*** Opening Records ***

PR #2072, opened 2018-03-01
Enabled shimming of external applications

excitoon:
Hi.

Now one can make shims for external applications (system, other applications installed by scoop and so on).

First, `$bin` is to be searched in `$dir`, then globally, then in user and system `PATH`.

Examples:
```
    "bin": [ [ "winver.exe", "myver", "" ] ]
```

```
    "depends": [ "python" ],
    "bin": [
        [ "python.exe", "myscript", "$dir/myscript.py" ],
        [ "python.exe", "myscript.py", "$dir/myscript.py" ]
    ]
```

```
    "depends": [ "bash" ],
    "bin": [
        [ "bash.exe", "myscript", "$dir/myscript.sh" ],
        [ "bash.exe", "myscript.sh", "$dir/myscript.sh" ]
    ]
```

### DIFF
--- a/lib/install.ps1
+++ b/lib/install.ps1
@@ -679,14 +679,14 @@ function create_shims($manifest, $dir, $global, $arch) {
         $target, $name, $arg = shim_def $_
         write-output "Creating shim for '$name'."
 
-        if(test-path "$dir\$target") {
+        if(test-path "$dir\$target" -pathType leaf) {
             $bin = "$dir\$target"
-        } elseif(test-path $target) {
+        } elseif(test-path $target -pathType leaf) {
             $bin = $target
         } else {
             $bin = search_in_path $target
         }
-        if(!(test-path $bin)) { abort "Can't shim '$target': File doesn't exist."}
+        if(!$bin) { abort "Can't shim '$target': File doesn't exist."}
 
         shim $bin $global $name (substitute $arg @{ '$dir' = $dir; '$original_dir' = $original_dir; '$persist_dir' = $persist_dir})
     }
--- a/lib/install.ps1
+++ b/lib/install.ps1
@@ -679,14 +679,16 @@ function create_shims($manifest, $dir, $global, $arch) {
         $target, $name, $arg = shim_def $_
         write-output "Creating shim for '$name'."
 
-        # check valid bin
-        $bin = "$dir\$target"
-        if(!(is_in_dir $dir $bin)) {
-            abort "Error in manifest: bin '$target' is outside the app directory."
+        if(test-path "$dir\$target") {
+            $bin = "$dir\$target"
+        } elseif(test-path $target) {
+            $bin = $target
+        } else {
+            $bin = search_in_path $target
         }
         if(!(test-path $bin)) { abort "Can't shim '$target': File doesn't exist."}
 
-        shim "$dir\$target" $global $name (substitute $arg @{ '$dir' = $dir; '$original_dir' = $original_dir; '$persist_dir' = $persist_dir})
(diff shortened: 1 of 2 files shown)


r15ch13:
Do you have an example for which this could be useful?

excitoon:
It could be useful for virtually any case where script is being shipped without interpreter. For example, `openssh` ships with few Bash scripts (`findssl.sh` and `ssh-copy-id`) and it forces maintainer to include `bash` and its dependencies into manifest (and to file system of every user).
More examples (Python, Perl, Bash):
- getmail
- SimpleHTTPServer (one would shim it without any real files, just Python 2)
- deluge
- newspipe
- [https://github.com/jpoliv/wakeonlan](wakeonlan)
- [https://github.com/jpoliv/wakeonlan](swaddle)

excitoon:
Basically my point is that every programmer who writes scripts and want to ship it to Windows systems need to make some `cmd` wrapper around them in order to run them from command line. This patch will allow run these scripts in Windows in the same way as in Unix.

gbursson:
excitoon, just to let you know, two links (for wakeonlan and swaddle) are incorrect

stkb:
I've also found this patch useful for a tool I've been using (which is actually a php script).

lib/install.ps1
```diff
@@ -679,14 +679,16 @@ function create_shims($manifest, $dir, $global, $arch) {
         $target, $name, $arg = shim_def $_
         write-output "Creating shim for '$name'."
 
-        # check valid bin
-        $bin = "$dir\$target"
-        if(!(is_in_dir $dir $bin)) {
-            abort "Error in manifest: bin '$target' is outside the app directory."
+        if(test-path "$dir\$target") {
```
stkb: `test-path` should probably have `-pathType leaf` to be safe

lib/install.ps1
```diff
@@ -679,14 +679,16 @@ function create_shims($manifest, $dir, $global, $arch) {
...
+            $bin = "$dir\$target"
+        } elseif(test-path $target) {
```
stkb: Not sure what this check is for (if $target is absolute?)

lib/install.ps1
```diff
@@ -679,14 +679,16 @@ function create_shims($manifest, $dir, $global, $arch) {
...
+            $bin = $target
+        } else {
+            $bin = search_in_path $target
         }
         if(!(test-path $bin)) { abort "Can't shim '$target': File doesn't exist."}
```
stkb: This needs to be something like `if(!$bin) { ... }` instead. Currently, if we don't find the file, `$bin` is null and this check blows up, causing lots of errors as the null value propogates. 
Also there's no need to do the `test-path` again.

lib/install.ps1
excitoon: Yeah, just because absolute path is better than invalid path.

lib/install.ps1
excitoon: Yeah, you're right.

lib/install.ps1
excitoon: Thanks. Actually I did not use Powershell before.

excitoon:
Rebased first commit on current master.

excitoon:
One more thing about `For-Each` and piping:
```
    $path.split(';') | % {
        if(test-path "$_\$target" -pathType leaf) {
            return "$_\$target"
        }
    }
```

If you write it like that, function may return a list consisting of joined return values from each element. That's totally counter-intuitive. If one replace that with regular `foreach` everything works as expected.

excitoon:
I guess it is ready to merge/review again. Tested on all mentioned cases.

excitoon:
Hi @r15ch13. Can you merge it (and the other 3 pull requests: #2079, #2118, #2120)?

*** Closing Records ***
*** Opening Records ***

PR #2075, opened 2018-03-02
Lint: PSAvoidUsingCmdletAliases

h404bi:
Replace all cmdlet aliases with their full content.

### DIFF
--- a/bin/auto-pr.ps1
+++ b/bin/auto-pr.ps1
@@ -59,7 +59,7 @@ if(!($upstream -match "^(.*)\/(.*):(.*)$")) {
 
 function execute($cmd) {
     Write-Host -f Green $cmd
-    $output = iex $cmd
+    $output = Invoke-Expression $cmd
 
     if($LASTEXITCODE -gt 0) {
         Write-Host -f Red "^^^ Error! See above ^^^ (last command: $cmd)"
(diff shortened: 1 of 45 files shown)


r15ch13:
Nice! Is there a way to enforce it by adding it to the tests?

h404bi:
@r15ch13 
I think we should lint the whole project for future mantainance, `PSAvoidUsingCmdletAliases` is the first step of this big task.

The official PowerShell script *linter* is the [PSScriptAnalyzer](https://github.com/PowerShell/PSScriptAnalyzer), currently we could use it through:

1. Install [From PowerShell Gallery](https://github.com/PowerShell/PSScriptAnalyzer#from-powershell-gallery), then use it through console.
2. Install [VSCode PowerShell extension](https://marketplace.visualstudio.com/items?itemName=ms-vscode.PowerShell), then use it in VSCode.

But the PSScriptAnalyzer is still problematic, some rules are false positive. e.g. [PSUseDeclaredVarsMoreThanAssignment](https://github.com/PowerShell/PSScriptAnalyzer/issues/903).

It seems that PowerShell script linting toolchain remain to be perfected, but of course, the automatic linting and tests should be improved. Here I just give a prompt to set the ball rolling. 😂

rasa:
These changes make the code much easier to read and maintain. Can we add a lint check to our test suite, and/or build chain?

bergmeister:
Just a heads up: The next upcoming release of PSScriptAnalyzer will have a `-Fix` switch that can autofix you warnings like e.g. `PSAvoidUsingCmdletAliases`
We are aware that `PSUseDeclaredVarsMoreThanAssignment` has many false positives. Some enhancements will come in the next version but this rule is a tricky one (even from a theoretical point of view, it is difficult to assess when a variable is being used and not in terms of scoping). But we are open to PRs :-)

*** Closing Records ***

__Your task__:
Single out each line of the records above with the string "that" in it, and copy it.

__Written answer__:
Basically my point is that every programmer who writes scripts and want to ship it to Windows systems need to make some `cmd` wrapper around them in order to run them from command line. This patch will allow run these scripts in Windows in the same way as in Unix.
If you write it like that, function may return a list consisting of joined return values from each element. That's totally counter-intuitive. If one replace that with regular `foreach` everything works as expected.
It seems that PowerShell script linting toolchain remain to be perfected, but of course, the automatic linting and tests should be improved. Here I just give a prompt to set the ball rolling. 😂
Just a heads up: The next upcoming release of PSScriptAnalyzer will have a `-Fix` switch that can autofix you warnings like e.g. `PSAvoidUsingCmdletAliases`
We are aware that `PSUseDeclaredVarsMoreThanAssignment` has many false positives. Some enhancements will come in the next version but this rule is a tricky one (even from a theoretical point of view, it is difficult to assess when a variable is being used and not in terms of scoping). But we are open to PRs :-)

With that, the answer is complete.